#### PROBLEM DETAILS:
Produce a verbatim transcription of all records.

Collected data

Issue #1578, opened 2022-01-24
unity-avatar-exporter path separators not compatible with non-windows systems


mrkcdf:
At least one path referenced in the unity-avatar-exporter uses \ as path separators which is fine for Windows, but not Linux or Mac. 

I will push a PR later today, but opened an issue so it can be referenced.

mrkcdf:
Merged to master. Issue closed https://github.com/vircadia/vircadia/pull/1579

PR #1579, opened 2022-01-24
Update Unity Avatar Exporter with fixed cross-platform support.

mrkcdf:
The previous version of the unity avatar exporter referenced paths with backslash which is only useful for Windows.  This PR changes paths to use forward slash which is supported by Windows, Mac, Linux.  

Updated absolute path checking to be conditional on OS family.

Reference changes from High Fidelity to Vircadia (excluding copyright notices)


mrkcdf:
Addresses #1578

mrkcdf:
Note to tester: This is still only tested up to Unity Editor 2018.2.12f1.  Any versions later than this is not guaranteed to work

SilverfishVR:
Tested on windows, unity 2017.4.15f1. (LTS)

on the initial export page the default path is a mix of forward and backwards slashes:
Screenshot 2022-01-24 23 01 11
exporting still works though so I guess it's OK

If I click browse and select a folder it looks normal:
Screenshot 2022-01-24 23 25 20
again, export works still.

Another issue I saw was that once you hit the export button it opens file explorer, I assume to make it easier to find the avatar but it fails to navigate to the correct folder.

FYI. it does not work on Unity 2018.4.20f1 (LTS) because the scale slider and input box is very broken and defaults to something like a gazillion percent.

mrkcdf:
The mixture of slashes I'll address in a newer version. The aim for this one was to get it working across platforms, though it could definitely do with some TLC going forward

digisomni (approved):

#### ANSWER SECTION:
Issue #1578, opened 2022-01-24
unity-avatar-exporter path separators not compatible with non-windows systems


mrkcdf:
At least one path referenced in the unity-avatar-exporter uses \ as path separators which is fine for Windows, but not Linux or Mac. 

I will push a PR later today, but opened an issue so it can be referenced.

mrkcdf:
Merged to master. Issue closed https://github.com/vircadia/vircadia/pull/1579

PR #1579, opened 2022-01-24
Update Unity Avatar Exporter with fixed cross-platform support.

mrkcdf:
The previous version of the unity avatar exporter referenced paths with backslash which is only useful for Windows.  This PR changes paths to use forward slash which is supported by Windows, Mac, Linux.  

Updated absolute path checking to be conditional on OS family.

Reference changes from High Fidelity to Vircadia (excluding copyright notices)


mrkcdf:
Addresses #1578

mrkcdf:
Note to tester: This is still only tested up to Unity Editor 2018.2.12f1.  Any versions later than this is not guaranteed to work

SilverfishVR:
Tested on windows, unity 2017.4.15f1. (LTS)

on the initial export page the default path is a mix of forward and backwards slashes:
Screenshot 2022-01-24 23 01 11
exporting still works though so I guess it's OK

If I click browse and select a folder it looks normal:
Screenshot 2022-01-24 23 25 20
again, export works still.

Another issue I saw was that once you hit the export button it opens file explorer, I assume to make it easier to find the avatar but it fails to navigate to the correct folder.

FYI. it does not work on Unity 2018.4.20f1 (LTS) because the scale slider and input box is very broken and defaults to something like a gazillion percent.

mrkcdf:
The mixture of slashes I'll address in a newer version. The aim for this one was to get it working across platforms, though it could definitely do with some TLC going forward

digisomni (approved):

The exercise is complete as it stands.